3. Diversity is Necessary
Planners of newer American cities have also made the mistake of trying to standardize building as much as possible so that neighborhoods can no longer even be identified as neighborhoods. Jacobs claims that the fifties marked the beginning of “The Great Blight of Dullness,” which began to take over her concrete jungle in form of housing projects, planned communities, and bland architecture. This lack of diversity which still exists today spans from building types to the citizens living in the area. Today, many cities have the same housing types in their neighborhood, keeping high-income and low-income and of course those in between separate. In regards to the age of a building, Jacobs would respond that “old ideas can sometimes use new buildings. New ideas must use old buildings.” Also, if there is a uniformity in housing types, an influx of wealthier people can push the poor out. Jacobs says that neighborhoods with this uniformity, like the North End in Boston, earn themselves a bad name as low-income, crime-ridden areas. They came to this point because planners arranged the neighborhood to attract the same kind of people.
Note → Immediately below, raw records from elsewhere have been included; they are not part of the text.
PR #64, opened 2015-05-18
Added partial Redstone support.

SamNosliw:
This is a base platform that should pave the way for functioning redstone, it only partially implements GlowBlock methods.

There is _FULL_ vanilla behaviour for:
  -> Redstone Wire
  -> Redstone Torch
  -> Redstone Block
  -> Redstone Lamp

However, civic centers act as a vitamin for the neighborhood, keeping it healthy and encouraging its residents to interact. Neighborhoods that have one type of housing, not just according to price but purpose, suffer from the Great Blight. If a neighborhood only has houses, no one will be there during work hours so the neighborhood becomes unproductive. Likewise, a commercial area with only banks and offices similarly attracts people only during the day. Then, planners come in and place a park in one of these commercial neighborhoods, but the park is only full during lunch break, and then empty the rest of the day. Planning without taking the needs of diversity into account makes buildings, parks, and other urban projects inefficient and useless. They contribute to metropolis sickness.